Exercise objective - Whichever lines of the entries hold the word "system" should be identified and copied.

Stored dataset items -
PR #995, opened 2022-08-25
config: prefix generic objects (validatingwebhook and issuer)

### LINKED ISSUE #992: Cluster scoped resources need to be prefixed
### Bug description:

Cluster scoped resources are cluster scoped and share a naming scope with all other components on the cluster. All cluster scoped resources need to have a prefix to avoid collisions.

A ValidatingWebhookConfiguration named `validating-webhook-configuration` has a high risk of colliding with another package.

https://github.com/vmware-tanzu/cartographer/blob/2ee79e68041b06c62d2326673fb2376a0b22e380/config/webhook/manifests.yaml#L20

### Steps to reproduce:
1. Install the RabbitMQ cluster operator 1.3.0
2. Try to install cartographer using kapp

### Expected behavior:
Both packages should be installable and run side-by-side

### Actual behavior:
kapp refuses to install Cartographer because the `validating-webhook-configuration` resource already exists and isn't owned by Cartographer.

### Logs, k8s object dumps:

```
      - Resource 'validatingwebhookconfiguration/validating-webhook-configuration (admissionregistration.k8s.io/v1) cluster' is already associated with a different app 'rabbitmq-operator-ctrl' namespace: tap-install (label 'kapp.k14s.io/app=1661261380955806430')
```

cirocosta:

- config: prefix issuer w/ cartographer-

    despite the object being namespace-scoped, it's such a generic name that
    it makes sense to have it prefixed with `cartographer-` so that we're
    able to carry the component nomenclature.

- config: prefix cluster-scoped validatingwhook

    given that the ValidatingWebhookConfiguration we have (previously named
    `validating-webhook-configuration`) has a high risk of colliding with
    another package, prefix it with `cartographer-` to lower those chances.

closes #992

## Release Note

- prefix cluster-scoped validatingwebhook with `cartographer` to avoid conflicts with other validating webhook configurations
- prefix issues with `cartographer-` to avoid potential collisions in the cartographer-system namespace

## PR Checklist

### DIFF
--- a/hack/overlays/webhook-configuration.yaml
+++ b/hack/overlays/webhook-configuration.yaml
@@ -21,6 +21,7 @@ metadata:
   #@overlay/match missing_ok=True
   annotations:
     cert-manager.io/inject-ca-from: cartographer-system/cartographer-webhook
+  name: cartographer-validating-webhook-configuration
 
 webhooks:
   #@overlay/match by=overlay.all, expects="1+"
--- a/config/webhook/manifests.yaml
+++ b/config/webhook/manifests.yaml
@@ -17,7 +17,7 @@ apiVersion: admissionregistration.k8s.io/v1
 kind: ValidatingWebhookConfiguration
 metadata:
   creationTimestamp: null
-  name: cartographer-validating-webhook-configuration
+  name: validating-webhook-configuration
 webhooks:
 - admissionReviewVersions:
   - v1beta1
--- a/config/webhook/manifests.yaml
+++ b/config/webhook/manifests.yaml
@@ -17,7 +17,7 @@ apiVersion: admissionregistration.k8s.io/v1
 kind: ValidatingWebhookConfiguration
 metadata:
   creationTimestamp: null
-  name: validating-webhook-configuration
+  name: cartographer-validating-webhook-configuration
 webhooks:
 - admissionReviewVersions:
   - v1beta1
--- a/config/webhook/support.yaml
+++ b/config/webhook/support.yaml
@@ -25,14 +25,14 @@ spec:
     - cartographer-webhook.cartographer-system.svc.cluster.local
   issuerRef:
     kind: Issuer
-    name: selfsigned-issuer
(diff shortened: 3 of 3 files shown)


cirocosta:
image

a-ha, it's generated (makes sense) - will patch

hack/overlays/webhook-configuration.yaml
```diff
@@ -21,6 +21,7 @@ metadata:
   #@overlay/match missing_ok=True
   annotations:
     cert-manager.io/inject-ca-from: cartographer-system/cartographer-webhook
+  name: cartographer-validating-webhook-configuration
```
squeedee, line 24: This will do for now, I guess, but I'm sure there's a better way. A kubebuilder/controller-runtime marker perhaps?

squeedee (approved):
Good enough for now.

idoru (approved):

hack/overlays/webhook-configuration.yaml
cirocosta: didn't find a marker / way of getting around the name (it's [hardcoded](https://github.com/kubernetes-sigs/controller-tools/blob/ebdf5177ad92f89da82686f4100c06d428ab3ce5/pkg/webhook/parser.go#L384-L405)) and, _yes_, using what kubebuilder gives us (kustomize-based config gen) there is a pattern for dealing with it (e.g., see https://github.com/vmware-tanzu/cartographer-conventions/blob/35a8c0b98b2933fcfc0aeb1e97343fd78b8a9cfe/config/default/kustomization.yaml#L4-L9)

scothis: ~how kubebuilder projects handle this problem by default:~ (ciro beat me to posting 😄)

https://github.com/kubernetes-sigs/kubebuilder/blob/9711dc84d0215d2ef06b8cac5046e84ae810eba2/docs/book/src/cronjob-tutorial/testdata/project/config/default/kustomization.yaml#L4-L9

Issue #850, opened 2022-05-13
Add basic events for stamping and observing changes to resources


jwntrs:
### Description of problem

There are times when a user needs to know more detail about the machinations of the Cartographer controller, especially in debugging failures. For these situations, Kubernetes provides [events](https://github.com/kubernetes/community/blob/master/contributors/devel/sig-architecture/api-conventions.md#events) to expose the user to these temporal triggers/actions from inside controller processes.

### Proposed solution

As per #711, implement the following events on the owner object:

`StampedObjectApplied`
`StampedObjectRemoved` (StampedObjectGarbageCollected in the RFC)
`ResourceOutputChanged` **
`ResourceHealthyStatusChanged ` **

**: stretch, if they require a lot of time, better to deliver the StampedObject events.

cirocosta:
note from a discussion @ zoom:

- for `StampedObjectApplied`,  it might be interesting to be able to distinguish between update vs create - debugging wise, it can be helpful to figure that out
- given that we're covering both `create` and `update`, might be interesting to include `delete` in here too? (`StampedObjectGarbageCollected`)

PR #1001, opened 2022-08-31
Introduce events

idoru:

Introduces event recording. I've started with the purportedly most desired event, `StampedObjectApplied` first, to gather feedback on the implementation before working on other events requested in #850.

The StampedObjectApplied event is emitted when creating/patching objects.
The Related object for the event is the stamped object itself.
Message indicates whether objects are being created or patched.

Updates #850

A trivial test can be had by running end-to-end tests while watching for events with:
```
kubectl get ev --watch
```

## Release Note

Cartographer now emits the StampedObjectApplied event when creating or patching resources.

## PR Checklist


tests/integration/runnable/runnable_suite_test.go
```diff
@@ -17,6 +17,7 @@ package runnable_test
 import (
 	"context"
 	"io"
+	eventsv1 "k8s.io/api/events/v1"
```
cirocosta: nit: move to non-stdlib section

idoru: :+1

cirocosta:
trying it out here, I wanted to check how error reporting looks like from the perspective of the controller, and unfortunately the library itself logs error messages from underneath us, breaking the nice stream of json-encoded logs :(

```
{
  "level": "info",
  "ts": 1662063165.8117745,
  "msg": "patching object",
  "controller": "workload",
  ...
  "object": {
    "apiVersion": "v1",
    "kind": "ConfigMap",
    "namespace": "ootb-supply-chain-basic-docker-context",
    "name": "app"
  }
}

E0901 20:12:45.817179       1 event.go:267] Server rejected event
'&v1.Event{TypeMeta:v1.TypeMeta{Kind:"", APIVersion:""},
ObjectMeta:v1.ObjectMeta{Name:"app.1710d5a154b6eff9", GenerateName:"",
Namespace:"ootb-supply-chain-basic-docker-context", SelfLink:"", UID:"", ResourceVersion:"",
Generation:0, CreationTimestamp:time.Date(1, time.January, 1, 0, 0, 0, 0, time.UTC),
DeletionTimestamp:<nil>, DeletionGracePeriodSeconds:(*int64)(nil), Labels:map[string]string(nil),
...
in API group "" in the namespace "ootb-supply-chain-basic-docker-context"' (will not retry!)


{
  "level": "info",
  "ts": 1662063165.8399498,
  "logger": "workload-stamping-repo-cache",
  "msg": "checking for changes since cached",
  "key": "ootb-supply-chain-basic-docker-context:ConfigMap:app-with-claims:"
}
```

it makes sense as the recorder is very much "fire and forget", with the broadcasting happening in the background (there's more to it than just an API call  (see [recordEvent](https://github.com/kubernetes/client-go/blob/7ccf7b05af286664a658af15c8502a6066ae3288/tools/record/event.go#L234-L238)), but, something to keep in mind.

_ps.: this is similar to those warnings `client-go`-based libs see when throttling_

metrics-wise, it's also quite opaque, e.g., we can see that the client did face some trouble, but you can't reeeally tell that's related to event emission at all

```
# HELP rest_client_requests_total Number of HTTP requests, partitioned by status code, method, and host.
# TYPE rest_client_requests_total counter
rest_client_requests_total{code="200",host="10.96.0.1:443",method="GET"} 10442
rest_client_requests_total{code="200",host="10.96.0.1:443",method="PATCH"} 100
rest_client_requests_total{code="200",host="10.96.0.1:443",method="PUT"} 77
rest_client_requests_total{code="201",host="10.96.0.1:443",method="POST"} 160
rest_client_requests_total{code="403",host="10.96.0.1:443",method="POST"} 9
rest_client_requests_total{code="404",host="10.96.0.1:443",method="GET"} 51
rest_client_requests_total{code="409",host="10.96.0.1:443",method="PUT"} 18
```

(something else to keep in mind, I don't think there's much we could do in this PR around this as, as you mentioned, this one is an introduction to better supporting events)

idoru:
Yeah, it's kinda yuck - but doesn't seem like something we can change without controller-runtime changes or completely re-implementing event broadcasting ourselves. I got the impression that controller-runtime is (at least for now) passing the buck here when I saw many projects using it were just using `Manager.GetEventRecorderFor()`.

Metrics-wise, if we decide we care about breaking down API calls numbers by event-propagation vs. business-as-usual, would it be safe to assume the primary concern would be that a disproportionate number of event calls are being made (to B-A-U calls)? If so, we could measure fairly easily by decorating event recorders to collect metrics. This may not show us the method breakdown (PATCH/PUT/etc) but the actual quantity of emitted events *ought* to be enough to make an informed decision on whether event creation has gotten out of control.

cirocosta (approved):
lgtm!

squeedee:
The events are on the Stamped Object, not the Owner Object - we're working on a fix.

idoru:
Given what @squeedee discovered, and what has been changed, I think it may be advisable when manually verifying:
- watch the `Workload` to see that `Events` properly materialize upon it.
- check that the `<resource>.<group>/<name>` emitted in the event `message` field relates to the correct applied stamped object.

cirocosta (approved):
lgtm!

one thing to note for folks looking at this PR is that it _doesn't_ cover gc dynamics, so, e.g., if you update a template such that the children object has a new name (i.e., we expect to end up with the previous object deleted and a new one created), one would only see the _creation_ event and not the deletion (as the implementation here is solely for the reason `StampedObjectApplied`):

```
Events:
  Type    Reason                Age    From      Message
  ----    ------                ----   ----      -------
  Normal  StampedObjectApplied  3m42s  Workload  Created object [tests.test.run/test-git-template]
           - initial creation, cool!
  
  Normal  StampedObjectApplied  2m13s  Workload  Patched object [tests.test.run/test-git-template]
           - I induced a little change to the spec, and we see the patch! cool!
  
  Normal  StampedObjectApplied  11s    Workload  Created object [tests.test.run/fooo-test-git-template]
           - this one came from changing `metadata.name` of the child in the
           - template, thus, we see the creation of the new one here but lack a 
           - delete (something to be done in a later PR imo)
```

PR #1009, opened 2022-09-09
Use inclusive terms

emmjohnson:


waciumawanjohi:
The changes here look appropriate. Should we add an automatic linter to our process
1. To ensure that we've caught all current issues.
2. To ensure that we prevent later reversions.
?

waciumawanjohi (approved):

PR #1035, opened 2022-09-22
Fix flaky CI for template/ytt tests

squeedee:
Fix flaky CI for template/ytt tests
- also reduce the chances of the same problem occurring in the wild.


idoru (approved):
LGTM :+1:

PR #1038, opened 2022-09-26
Switch to VMWare provided Inclusive Language sonarqube instance

squeedee:
We also run our internal scanner to ensure we miss nothing.
Currently we're not gating on it because certain exclusions need to be fixed.


idoru (approved):
LFTM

Output for this task -
- prefix issues with `cartographer-` to avoid potential collisions in the cartographer-system namespace
     cert-manager.io/inject-ca-from: cartographer-system/cartographer-webhook
     - cartographer-webhook.cartographer-system.svc.cluster.local
     cert-manager.io/inject-ca-from: cartographer-system/cartographer-webhook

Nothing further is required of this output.